I would be more than happy to help you out in my spare time

jax999


----------



## iltos (Jun 13, 2004)

odd......you started a forum without a purpose?
just to see what would happen?....or did you have an idea at the beginning?

how many kids you got now?

maybe THEY need a forum


----------



## JohnWill (Oct 19, 2002)

Color me surprised, a forum with no purpose gets filled with crap.  What exactly did you expect?


----------



## Cookiegal (Aug 27, 2003)

Are you Jerry Seinfeld by any chance? He made millions off a program about nothing so there's still hope.


----------



## Auxilium (Oct 16, 2007)

LoL, i had an idea at the beginning but it didnt come out to be like that, and i was fine with ppl joining, but its a bunch of BS now with all the pretty much spammish (yes spammish) posts.

Now that my idea is not able to happen, i need some more =D


----------



## iltos (Jun 13, 2004)

Auxilium said:


> LoL, i had an idea at the beginning but it didnt come out to be like that, and i was fine with ppl joining, but its a bunch of BS now with all the pretty much spammish (yes spammish) posts.
> 
> Now that my idea is not able to happen, i need some more =D


so...what was your original idea?
and why can't you go back?

just ban all the spammers and try again


----------



## Auxilium (Oct 16, 2007)

My first idea was going to be all about like programs and so forth (freeware and shareware etc.) But of course if i did that the place would get overrun with like warez, and atm i dont have a hosting name for the forum so it would be breaching their ToS.
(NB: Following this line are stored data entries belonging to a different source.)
PR #378, opened 2025-03-09
[v2] Writable objects: owned and borrowed object

Anilm3:
This PR introduces two new object types:
- `owned_object`: as the name suggests, this is an object which owns its own memory. This abstraction ensures that the memory associated with an object is freed on destruction and moved appropriately.
- `borrowed_object`: an object type which points to memory owned by a different object, this allows accessing elements from an `owned_object` without the risk of accidental double-free.

In addition, some code from `object_view` has been refactored to ensure that `owned_object` and `borrowed_object` are both writable and readable. More of `object_view` will be refactored in the next few PRs.

Some quirks on this PR:
- The public functions `ddwaf_object_*` still contain a separate implementation, these will be updated to use the new abstractions in a following PR. This code has been moved from `object.cpp` to `interface.cpp` without changes.
- `owned_object` and `borrowed_object` currently don't check for free function compatibility. While incorrect, this shouldn't be an issue  at the moment and free functions are being replaced by allocators in a subsequent PR.

Remaining work (future PRs):
- Replace all uses of `ddwaf_object` within tests with `owned_object`, `borrowed_object` and `object_view`.
- Completely refactor `object_view` and `object_converter`.
- Remove `raw_configuration` in favour of `object_view` or use `object_view` behind the scenes.
- Update `ddwaf_object_*` interface to use new types.
- Improve context method to avoid `ddwaf_object` arguments or `optional_ref`.
- Add allocator support and check for allocator compatibility on `emplace` and `emplace_back`.
- Remove all uses of `malloc` / `free`


src/object.hpp
```diff
@@ -0,0 +1,447 @@
...
+};
+
+// NOLINTNEXTLINE(fuchsia-multiple-inheritance)
+class owned_object final : public readable_object<owned_object>,
+                           public writable_object<owned_object> {
+public:
+    using size_type = decltype(detail::object::nbEntries);
+    using length_type = decltype(detail::object::nbEntries);
+
+    owned_object() = default;
```
cataphract, line 230: I'm not not this constructor without `free_fn` (defaulting to ddwaf_object_free) makes sense. Make it private maybe?

src/object.hpp
```diff
@@ -0,0 +1,447 @@
...
+        }
+    }
+    explicit borrowed_object(detail::object &obj) : obj_(&obj) {}
+
+    explicit borrowed_object(owned_object &obj);
+
+    [[nodiscard]] detail::object &ref() { return *obj_; }
+    [[nodiscard]] const detail::object &ref() const { return *obj_; }
+    [[nodiscard]] detail::object *ptr() { return obj_; }
+    [[nodiscard]] const detail::object *ptr() const { return obj_; }
```
cataphract, line 214: I imagine these are to be made private in the future, right? Same for any other public exposures of default::object.

src/object.hpp
```diff
@@ -0,0 +1,447 @@
...
+};
+
+// TODO move object view and object converter header
+
+template <typename Derived> class writable_object {
+public:
+    [[nodiscard]] borrowed_object at(std::size_t idx);
+
+    borrowed_object emplace_back(owned_object &&value);
+    borrowed_object emplace(std::string_view key, owned_object &&value);
```
cataphract, line 188: These are also unsafe and I'd move them to separate types.

src/object_view.hpp
```diff
@@ -81,14 +78,18 @@ class object_key {
     const detail::object *obj_{nullptr};
 };
 
-class object_view {
+class object_view final : public readable_object<object_view> {
```
cataphract, line 81: this is basically a read-only borrowed object right? So can't you move this to object.hpp and derive this for borrowed_object?

src/scanner.hpp
```diff
@@ -30,37 +30,33 @@ class scanner {
...
-        if (!obj.has_value() && obj.type() == object_type::invalid) {
-            return false;
+        if constexpr (std::is_same_v<T, object_view>) {
+            if (!data.has_value() || data.type() == object_type::invalid) {
+                return false;
+            }
+        } else if constexpr (std::is_same_v<T, std::string_view>) {
+            if (data.empty()) {
+                return false;
+            }
```
cataphract, line 57: You could just write overloads here.

src/object.hpp
```diff
@@ -0,0 +1,447 @@
...
+
+namespace detail {
+
+using object = ddwaf_object;
+
+inline char *copy_string(const char *str, std::size_t len)
+{
+    // TODO new char[len];
+    // NOLINTNEXTLINE(cppcoreguidelines-pro-type-reinterpret-cast,hicpp-no-malloc)
+    char *copy = static_cast<char *>(malloc(sizeof(char) * (len + 1)));
```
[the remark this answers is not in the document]
Anilm3: Yeah, I don't care about this code as it'll be gone in the next few PRs with the introduction of allocators.

src/object.hpp
Anilm3: Yes, that's the eventual goal, but I can't as it is.

src/object.hpp
Anilm3: You're right although in practice is makes no difference since an invalid object doesn't need to be freed.

src/object.hpp
Anilm3: Since everything is unsafe, there's no need to distinguish it...

src/object_view.hpp
Anilm3: Somewhat, deriving it from borrowed object would make it writable and I'd have to make some methods private. In addition, I think borrowed objects will need to have the allocator as well, once I introduce support, so they won't be exactly equivalent and deriving one from the other won't make sense anymore.

As with refactoring things further and moving this type to `object.hpp`, I left a TODO about it somewhere in `object.hpp` so I'll definitely be doing that at some point.

src/scanner.hpp
Anilm3: Just a matter of preference I suppose.

src/object.hpp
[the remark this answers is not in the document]
Anilm3: Fixed

src/object.hpp
```diff
@@ -0,0 +1,447 @@
...
+    if (copy == nullptr) {
+        [[unlikely]] throw std::bad_alloc();
+    }
```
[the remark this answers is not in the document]
Anilm3: Fixed, thanks for the article, interesting read. I've been wanting to experiment with PGO and BOLT as a way to get more accurate benchmarks (i.e. removing code alignment noise), although I haven't tried yet.

src/object.hpp
Anilm3: Keeping it as is for now as it has no side-effects.

src/scanner.hpp
Anilm3: Changed.

src/object.hpp
```diff
@@ -0,0 +1,447 @@
...
+
+    obj.array = new_array;
+}
+
+inline void alloc_array(object &obj)
+{
+    // NOLINTNEXTLINE(cppcoreguidelines-pro-type-reinterpret-cast,hicpp-no-malloc)
+    obj.array = reinterpret_cast<object *>(malloc(8 * sizeof(object)));
```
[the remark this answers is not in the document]
Anilm3: If `8*sizeof(object)` overflows we're in trouble anyway. I've fixed the reinterpret cast though.

src/condition/scalar_condition.cpp
```diff
@@ -65,7 +64,8 @@ ResultType eval_object(Iterator &it, std::string_view address, bool ephemeral,
                 if constexpr (std::is_same_v<ResultType, bool>) {
                     return true;
                 } else {
-                    return {{{{"input"sv, object_to_string(dst), address, it.get_current_path()}},
+                    return {{{{"input"sv, object_view{dst}.convert<std::string>(), address,
```
cataphract, line 67: this stuff could be directly on `owned_object` too

src/configuration/common/raw_configuration.hpp
```diff
@@ -27,13 +27,26 @@ class raw_configuration : public ddwaf_object {
 
     raw_configuration() = default;
     // NOLINTNEXTLINE(google-explicit-constructor,hicpp-explicit-conversions)
-    raw_configuration(const ddwaf_object &arg) : _ddwaf_object() { *((ddwaf_object *)this) = arg; }
+    raw_configuration(const ddwaf_object &arg) : _ddwaf_object()
+    {
+        dynamic_cast<ddwaf_object &>(*this) = arg;
```
cataphract, line 32: dynamic_cast?? First, this could be a `static_cast` since it's an upcast; second, can't this be written just as

```
raw_configuration(const ddwaf_object &arg) : _ddwaf_object{arg} {}
```

src/configuration/common/raw_configuration.hpp
```diff
@@ -27,13 +27,26 @@ class raw_configuration : public ddwaf_object {
...
+    {
+        dynamic_cast<ddwaf_object &>(*this) = dynamic_cast<ddwaf_object &>(other);
+        dynamic_cast<ddwaf_object &>(other) = {};
+    }
+
+    raw_configuration &operator=(raw_configuration &&other) noexcept
+    {
+        dynamic_cast<ddwaf_object &>(*this) = dynamic_cast<ddwaf_object &>(other);
+        dynamic_cast<ddwaf_object &>(other) = {};
+        return *this;
```
cataphract, line 48: similar observations

src/interface.cpp
```diff
@@ -381,4 +467,370 @@ uint32_t ddwaf_builder_get_config_paths(
...
+    if (object == nullptr) {
+        return nullptr;
+    }
+
+    // UINT64_MAX is 20 char long
+    char container[UINT64_CHARS] = {0};
+
+    const auto length = static_cast<size_t>(
+        // NOLINTNEXTLINE(cppcoreguidelines-pro-type-vararg,hicpp-vararg)
+        snprintf(container, sizeof(container), "%" PRIu64, value));
```
cataphract, line 563: you can use the more efficient `to_chars`. same in the signed version

src/interface.cpp
```diff
@@ -381,4 +467,370 @@ uint32_t ddwaf_builder_get_config_paths(
...
+bool ddwaf_object_map_add_helper(
+    ddwaf_object *map, const char *key, size_t length, ddwaf_object object)
+{
+    if (length == SIZE_MAX) {
+        DDWAF_DEBUG("invalid key length: {}", length);
+        return false;
+    }
+
+    // NOLINTNEXTLINE(cppcoreguidelines-pro-type-reinterpret-cast,hicpp-no-malloc)
+    char *name = reinterpret_cast<char *>(malloc((length + 1) * sizeof(char)));
```
cataphract, line 660: could be a static_cast

src/iterator.hpp
```diff
@@ -104,10 +106,15 @@ class key_iterator : public iterator_base<key_iterator> {
...
+        static thread_local detail::object key;
         if (current_.first.empty()) {
             return {};
         }
-        return ddwaf_object_stringl_nc(&current_key_, current_.first.data(), current_.first.size());
+        return (key = {.parameterName = nullptr,
+                    .parameterNameLength = 0,
+                    .stringValue = current_.first.data(),
+                    .nbEntries = current_.first.size(),
+                    .type = DDWAF_OBJ_STRING});
```
cataphract, line 117: not pretty. I imagine this is going away with v2?

src/object_view.hpp
```diff
@@ -434,6 +320,63 @@ class object_view {
 
 static_assert(sizeof(object_view) == sizeof(void *));
 
+inline owned_object clone(object_view input)
```
cataphract, line 323: could be method on readable_object

cataphract (approved):

src/configuration/common/raw_configuration.hpp
Anilm3: Not sure what I was thinking here

src/interface.cpp
Anilm3: I'm not touching this code, just moved it over from one file to another. It'll be nuked.

src/interface.cpp
Anilm3: Same as above.

src/object_view.hpp
Anilm3: True, I'll move it in the next PR.

src/iterator.hpp
Anilm3: To be fair it was ugly before as well but yeah this will be gone once the keys are separate objects.

src/condition/scalar_condition.cpp
Anilm3: Addressed in https://github.com/DataDog/libddwaf/pull/387/commits/95ba3b1f3430ba12ec3061a583669015d0d98deb

src/object_view.hpp
Anilm3: Addressed in https://github.com/DataDog/libddwaf/pull/387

I think i could still do it about programs, i can cover alot of everything, i just need to set up the categories, could you guys give me some categories of programs?

Ex: Photoshop = Graphic Programs, stuff like that.


----------



## Jax999 (May 31, 2007)

Hi,

*--Security-- * 
AVG 
Avast 
Comodo firewall

*---Internet---*
Mozila Firefox
Thunderbird
Free download manager

*--Graphics---*
Links to graphics cards manufacters websites for driver updates...
photoshop
Gimp

*---Office---*
open office 
Free text editors etc.
*
---System tools/utils--*
CCleaner
Auslogics disk defrag
Advanced windows care

*--Password managers/encryption--*
Roboform
MEO

*--System monitoring---*
Speedfan
Motherboard monitor

The list is endless.....


----------



## JohnMR (Nov 23, 2007)

_What im asking my fellow members of TSG is if anyone can give me some idea's about what i could make a forum about._

Ask yourself the following questions:

1. What do I feel passionate about?
2. What really engages and interests me?
3. What do I like to talk to people about?
4. If I could pick my dream job - the thing I'd do even if nobody paid me to do it - what would it be?

Once you have the answers, use them to create the kind of forum you'd want to join yourself.

John


----------



## SlackAli (May 17, 2005)

Auxilium said:


> I have a forum thats about NOTHING, absolutely nothing, which drives me nuts cause i would like it to have something to drive the forum and drive me, i was excited when i first made the forum and all but now, all these 15yr old kids come in somehow and post random crap.


It's about absolutely nothing and full of random crap? Sounds like all your members would fit in perfectly in Random here


----------



## Auxilium (Oct 16, 2007)

Thanks for all the replies. I did remake it and put the things that interests me in there,

For instance. 
Online Gaming Section
Counter-Strike
F.E.A.R
Final Fantasy XI
World Of Warcraft

Then my girlfriend is a cable tv and hi-def expert, so i made support forums for those two things.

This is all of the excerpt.